This term I took a reinforcement learning course at my university, hoping to learn something useful for the directions of research that I'm considering to enter (one among which is AI safety; others are speculative so I'm not listing them).
I'm about to start coding my first toy model, when I suddenly recalled something that I previously read: Brian Tomasik's Which Computations Do I Care About? and Ethical Issues in Artificial Reinforcement Learning. So I re-read the two essays, and despite dissenting on many of the points that Brian had made, I did become convinced that RL agents (and some other algorithms too), in expectation, deserve a tiny yet non-zero moral weight, and this weight can accumulate over the many episodes in the training process to become significant.
This problem seems to me very counter-intuitive, but as a rational person, I have to admit that it's a legitimate implication under the expected value framework, and so I recognise the problem and start thinking about solutions.
The solution turns out to be obvious, but is even more counter-intuitive. I only need to add an insanely large number (say, ) to every reward value that the agent receives, and then, assuming that the agent can feel happiness, there should be a small yet unneglectable probability that its happiness will increase linearly with the number added.
- One could object that utility should be scale-invariant, and depends only on the temporal difference of expectations (i.e. how much the expectations of future reward has risen or fallen), as suggested by some relevant studies. My response is that 1. this problem is far from settled and I'm only arguing for a unneglectable probability of linear correlation, and 2. I don't think the results of psychological studies imply scale-invariance of utility on all rewards (instead they only imply scale-invariance of utility on monetary returns) - think about it: how on earth can extreme pain be simply neutralized by adjusting one's expectations?
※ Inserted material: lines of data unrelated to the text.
PR #823, opened 2022-12-06
(open-payments): list outgoing payments

### LINKED ISSUE #817: (open-payments): list outgoing payments
https://docs.openpayments.guide/reference/list-outgoing-payments

mkurapov:

- Add list outgoing payments functionality to open payments client

## Context

- Fixes #817 

## Checklist

- [ ] Tests added/updated
- [ ] Documentation added

### DIFF
--- a/packages/open-payments/src/client/outgoing-payment.ts
+++ b/packages/open-payments/src/client/outgoing-payment.ts
@@ -14,12 +14,6 @@ interface GetArgs {
   accessToken: string
 }
 
-interface ListArgs {
-  url: string
-  accessToken: string
-  pagination?: PaginationArgs
-}
-
 interface PostArgs<T> {
   url: string
   body: T
@@ -28,7 +22,10 @@ interface PostArgs<T> {
 
 export interface OutgoingPaymentRoutes {
   get(args: GetArgs): Promise<OutgoingPayment>
-  list(args: ListArgs): Promise<OutgoingPaymentPaginationResult>
+  list(
+    args: GetArgs,
+    pagination?: PaginationArgs
+  ): Promise<OutgoingPaymentPaginationResult>
   create(args: PostArgs<CreateOutgoingPaymentArgs>): Promise<OutgoingPayment>
 }
 
@@ -62,11 +59,12 @@ export const createOutgoingPaymentRoutes = (
         args,
         getOutgoingPaymentOpenApiValidator
       ),
-    list: (args: ListArgs) =>
+    list: (getArgs: GetArgs, pagination?: PaginationArgs) =>
       listOutgoingPayments(
         { axiosInstance, logger },
-        args,
-        listOutgoingPaymentOpenApiValidator
+        getArgs,
+        listOutgoingPaymentOpenApiValidator,
+        pagination
       ),
     create: (args: PostArgs<CreateOutgoingPaymentArgs>) =>
       createOutgoingPayment(
@@ -127,20 +125,19 @@ export const createOutgoingPayment = async (
 
 export const listOutgoingPayments = async (
   deps: BaseDeps,
-  args: ListArgs,
-  validateOpenApiResponse: ResponseValidator<OutgoingPaymentPaginationResult>
+  getArgs: GetArgs,
+  validateOpenApiResponse: ResponseValidator<OutgoingPaymentPaginationResult>,
+  pagination?: PaginationArgs
 ) => {
   const { axiosInstance, logger } = deps
-  const { url, accessToken } = args
+  const { url, accessToken } = getArgs
 
   const outgoingPayments = await get(
     { axiosInstance, logger },
     {
       url,
       accessToken,
-      ...(args.pagination
-        ? { queryParams: { pagination: args.pagination } }
-        : {})
+      ...(pagination ? { queryParams: { ...pagination } } : {})
     },
     validateOpenApiResponse
   )
--- a/packages/open-payments/src/client/outgoing-payment.ts
+++ b/packages/open-payments/src/client/outgoing-payment.ts
@@ -1,6 +1,11 @@
 import { HttpMethod, ResponseValidator } from 'openapi'
 import { BaseDeps, RouteDeps } from '.'
-import { getRSPath, OutgoingPayment } from '../types'
+import {
+  getRSPath,
+  OutgoingPayment,
+  OutgoingPaymentPaginationResult,
+  PaginationArgs
+} from '../types'
 import { get } from './requests'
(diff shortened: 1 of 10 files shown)


packages/open-payments/src/client/outgoing-payment.ts
```diff
@@ -100,6 +128,47 @@ export const createOutgoingPayment = async (
...
 
+export const listOutgoingPayments = async (
+  deps: BaseDeps,
+  getArgs: ListGetArgs,
+  validateOpenApiResponse: ResponseValidator<OutgoingPaymentPaginationResult>,
+  pagination?: PaginationArgs
+) => {
+  const { axiosInstance, logger } = deps
+  const { accessToken, paymentPointer } = getArgs
+  const url = `${paymentPointer}${getRSPath('/outgoing-payments')}`
```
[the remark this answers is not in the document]
mkurapov: @wilsonianb

packages/open-payments/src/types.ts
```diff
@@ -18,6 +18,20 @@ export type ILPStreamConnection =
...
 export type CreateOutgoingPaymentArgs =
   RSOperations['create-outgoing-payment']['requestBody']['content']['application/json']
+type PaginationResult<T> = {
+  pagination: RSComponents['schemas']['page-info']
+  result: T[]
+}
+export type OutgoingPaymentPaginationResult = PaginationResult<OutgoingPayment>
+export type ForwardPagination =
+  RSComponents['schemas']['forward-pagination'] & {
+    last?: never
```
wilsonianb, line 28: I was surprised this was necessary because we have `additionalProperties: false`
https://github.com/interledger/open-payments/blob/main/openapi/resource-server.yaml#L1214

Would strict type checking make the `never` unnecessary?
If so, would that be something we couldn't enforce/guarantee on clients of this library?

packages/open-payments/src/client/outgoing-payment.ts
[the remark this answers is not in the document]
mkurapov: yeah exactly what I was thinking. For collection requests/creates its pretty straightforward, but for the GETs, we could allow either full `url` to be passed in as an argument, or just an `id`

packages/open-payments/src/types.ts
mkurapov: So this isn't an Open API validation issue, this is for the TS types. Without the `never` you can provide `first` `last` and `cursor` and TS won't complain:

Screen Shot 2022-12-13 at 11 26 15 AM

while with `never`, it'll be an error:

Screen Shot 2022-12-13 at 11 26 30 AM


https://stackoverflow.com/a/61350902

packages/open-payments/src/client/outgoing-payment.ts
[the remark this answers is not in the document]
wilsonianb: For `GET`s and `/complete`s, I vote we at least do the full url.
I was going to suggest we even call the full url `id`, since that's the name of the field in responses. But we also refer to an `id` path parameter
https://docs.openpayments.guide/reference/get-incoming-payment

packages/open-payments/src/types.ts
wilsonianb: Right, I'm just realizing/thinking through (and I guess trying to avoid) the implications of `additionalProperties: false` not being enforced in the generated types without specifying `never`s.

mkurapov: Isn't that mostly a concern for these `oneOf` union types?

packages/open-payments/src/client/requests.test.ts
```diff
@@ -114,6 +114,43 @@ describe('requests', (): void => {
...
+    test.each`
+      title                      | queryParams
+      ${'all defined values'}    | ${{ first: 5, cursor: 'id' }}
+      ${'some undefined values'} | ${{ first: 5, cursor: undefined }}
+    `(
+      'properly sets query params with $title',
+      async ({ queryParams }): Promise<void> => {
+        const cleanedQueryParams: any = Object.fromEntries(
+          Object.entries(queryParams).filter(([_, v]) => v != null)
+        )
```
mkurapov, line 126: So for some reason, including an undefined param in 
`nock.get().query({ first: 5, cursor: undefined })` will always cause an `Nock: No match for request` error, even though, when you inspect the query params via a function:
Screen Shot 2022-12-13 at 7 13 38 PM

the parameter isn't there.

packages/open-payments/src/client/outgoing-payment.ts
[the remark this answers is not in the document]
wilsonianb: If we just used `id` (no url or payment pointer url) for `GET`s and `/complete`, we could do things like
```
const payment = await client.incomingPayment.create({
  url: paymentPointerUrl
})
const currentPayment = await client.incomingPayment.get({
  id: payment.id
})
await client.incomingPayment.complete({
  id: payment.id
})
```

packages/open-payments/src/client/requests.test.ts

And once I accept this conclusion, the most counter-intuitive conclusion of them all follows. By increasing the computing power devoted to the training of these utility-improved agents, the utility produced grows exponentially (as more computing power means more digits to store the rewards). On the other hand, the impact of all other attempts to improve the world (e.g. by improving our knowledge of artificial sentience so we can more efficiently promote their welfare) grows at only a polynomial rate with the amount of resource devoted into these attempts. Therefore, running these trainings is the single most impactful thing that any rational altruist should do.
Apparently, we're in a situation of Pascal's Mugging.
Quite a few hypothetical scenarios of Pascal's Mugging had already been proposed, but this one strikes me the most. It seems to me the first such scenario that has real practical implication in real life, and one that I cannot dismiss using simple arguments like "the opposite outcome is equally likely to happen, which makes net expected impact zero".
- One thing to note: GiveWell's article Why we can’t take expected value estimates literally uses Bayesian prior as the remedy to Pascal's Mugging, but here when estimating the probability of linear correlation (between utility and the number added to reward) we have already taken our prior into account, so such reasoning does not work.
Is there anything that we can say about this situation, or about the EV framework in general?